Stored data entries
PR #6183, opened 2024-06-28
Tests: fix `contains_ok` UTF-8 issue

MetRonnie:
The `comm` command can't tell the difference between ✓ & ⨯ when `$LANG` is set to a UTF-8 setting e.g. `en_US.UTF-8`

See https://stackoverflow.com/q/78678882/3217306

---

Edit: Ah, interesting!

```console
$ cat c.txt
✓
⨯
✓
⨯

$ LANG=en_US.UTF-8 sort c.txt
✓
⨯
✓
⨯

$ LANG=C sort c.txt
✓
✓
⨯
⨯
```

### DIFF
--- a/tests/functional/lib/bash/test_header
+++ b/tests/functional/lib/bash/test_header
@@ -386,7 +386,7 @@ contains_ok() {
     local FILE_CONTROL="${2:--}"
     local TEST_NAME
     TEST_NAME="$(basename "${FILE_TEST}")-contains-ok"
-    comm -13 <(sort "${FILE_TEST}") <(sort "${FILE_CONTROL}") \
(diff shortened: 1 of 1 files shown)


oliver-sanders:
Can we use a UTF-8 variant of `LANG=C`.

MetRonnie:
I'm not sure there is any such thing as `C.UTF-8`. I checked `locale -a` and couldn't find it in there. But it seems tied to UTF-8, e.g. `de_DE` works but `de_DE.UTF-8` doesn't

oliver-sanders:
I've definitely encountered `C.UTF-8`, however, it looks like not all systems support it (`locale -a` only lists supported locales?)

oliver-sanders (approved):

▶ The task: Each line above that includes "bash" should be shown.

▶ Task response:
--- a/tests/functional/lib/bash/test_header
+++ b/tests/functional/lib/bash/test_header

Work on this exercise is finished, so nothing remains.